Friday, March 9, 2012

Lean on Me (Karen Sloan)

"Lean on me." God makes this invitation to you and me in every moment of our lives. We can choose to respond, "Please, God, rescue me! Come quickly, Lord, and help me." But as for me, my focus often remains stuck on myself. I become caught up either in all that I accomplish or in all that I have left undone. I believe circumstances are either the result of my own abilities or the fault of my own limitations. When life is all about me, I am blinded from the reality of my complete dependence upon my Creator. The noise of arrogance and anxiety deafens the call to lean on the everlasting arms.

We are designed by God to be dependent. It is a twofold dependence - first, directly upon God, and second, indirectly upon God through those people God brings into our lives. Our existence is to be one of interconnection, not isolation.

As Jesus lived his life on earth as both God and human being, he lived the ultimate life of continual dependence upon his Father; yet he also depended upon the provision from his Father through other human beings. God provided for Jesus' human life through Mary. Mary first carried Jesus inside her body and then in her arms. The nourishment Mary took in was the first nourishment he received. She prepared his daily bread and mothered him with all her heart - satisfying one of the deepest needs of the human soul.

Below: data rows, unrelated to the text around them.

PR #9485, opened 2020-01-14
Disconsider phedex group for input data existence check

### LINKED ISSUE #9484: Automatic input data existence check should disconsider the phedex group
**Impact of the new feature**
ReqMgr2MS

While checking my private tests on the MicroServices, I noticed that some blocks were at a given disk location, but it wasn't seen by the service. It turns out we match the `blockreplicas` output against a given PhEDEx group (in this case `DataOps`).

After chatting with Sharad, he confirmed that Unified doesn't care whether the dataset/block is subscribed under a PhEDEx group different than `DataOps`. If data is available, this is all that matters to proceed with the workflow assignment/execution. 

In short, we should remove the phedex group check when evaluating which replicas are already in place. If data is complete and subscribe, skip it from the data transfer.

Which is different than the data placement. For that, we do have to define the `DataOps` group, always.

**Additional context**
Problem spotted with this DMWM/TaskChain_NanoAOD template.

amaltaro:
Fixes #9484 

#### Status
not-tested

#### Description
During the MSTransferor input data placement, we first check for data existence such that we don't need to subscribe all the input. With this patch, the input data don't need to be necessarily subscribed under `DataOps`.

Usual input data placement made by MSTransferor will keep subscribing data under `DataOps` though, that remains untouched.

yes

#### Related PRs
none

none

### DIFF
--- a/src/python/WMCore/MicroService/Unified/Common.py
+++ b/src/python/WMCore/MicroService/Unified/Common.py
@@ -112,14 +112,16 @@ def getPileupDatasetSizes(datasets, phedexUrl):
     return sizeByDset
 
 
-def getBlockReplicasAndSize(datasets, phedexUrl, group):
+def getBlockReplicasAndSize(datasets, phedexUrl, group=None):
     """
     Given a list of datasets, find all their blocks with replicas
-    available, i.e., blocks that have valid files to be processed,
-    keeping the block size and blocks completed and subscribed
+    available (thus blocks with at least 1 valid file), completed
+    and subscribed.
+    If PhEDEx group is provided, make sure it's subscribed under that
+    same group.
     :param datasets: list of dataset names
     :param phedexUrl: a string with the PhEDEx URL
-    :param group: PhEDEx group name
+    :param group: optional PhEDEx group name
     :return: a dictionary in the form of:
     {"dataset":
         {"block":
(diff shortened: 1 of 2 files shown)


amaltaro:
@vkuznet @todor-ivanov another simple change that affects microservices. Could you please have a look at it? Tests went fine in my VM.

src/python/WMCore/MicroService/Unified/Common.py
```diff
@@ -146,8 +148,11 @@ def getBlockReplicasAndSize(datasets, phedexUrl, group):
         for item in rows['phedex']['block']:
             block = {item['name']: {'blockSize': item['bytes'], 'locations': []}}
             for repli in item['replica']:
-                if repli['complete'] == 'y' and repli['subscribed'] == 'y' and repli['group'] == group:
-                    block[item['name']]['locations'].append(repli['node'])
+                if repli['complete'] == 'y' and repli['subscribed'] == 'y':
+                    if not group:
+                        block[item['name']]['locations'].append(repli['node'])
+                    elif repli['group'] == group:
```
vkuznet: what will happen if group is not `None` but also does not match of replica group?

amaltaro: In that case locations will remain an empty list (L149). Which means, MSTransferor must make a data subscription later in the execution.

amaltaro:
test this please

amaltaro:
Tests went fine. Valentin, please let me know if you have further questions.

In adulthood, Jesus depended upon a large community to accomplish the work he was called to do. A young boy provided the five loaves and two fish that would feed five thousand. Jesus asked a woman for water at a well - and depended upon her word to evangelize her entire Samaritan town, leading many to believe in him. Overwhelmed with sorrow in the garden of Gethsemane, Jesus sought solace in the company of Peter, James, and John, even as they fell asleep just when the Lord needed them most. When Jesus died on the cross, Mary was there with the other women and John, perhaps ready to hold his body one final time. Jesus called upon his disciple to do one more thing for him - take care of his mother (John 19:26-27). Even his tomb was a gift from one of his followers (Matthew 27:59-60).

Yet Jesus did not stay in this tomb beyond three days. For the One he depended on before all others raised him from death to life.

There is freedom in dependence. It enables each of us to accept our vulnerability. We no longer have to hide in shame or self-sufficiency. You and I can choose to lean on our Father amid a full range of disastrous and delightful events, praying, "Please, God, rescue me! Come quickly, Lord, and help me" (Psalm 70:1).

We lean in dependence on the Lord, we depend on those closest to us, and we lean also upon the saints who have gone before us in the faith. Sixteen hundred years ago, a European Christian leader named John Cassian published an account of his conversations with monks living in a Middle Eastern desert. One older monk, Isaac, had shared this prayer from Psalm 70 with the young John on his visit to their monastery. John's book - and Isaac's prayer - had such an influence that even today many Christians around the globe begin times of prayer with the Scripture verse Isaac commended to John Cassian. And on days when I am still enough to hear the call, Lean on me, I, too, join in this prayer practice, thanks in part to John Cassian, Isaac, and his fellow monks.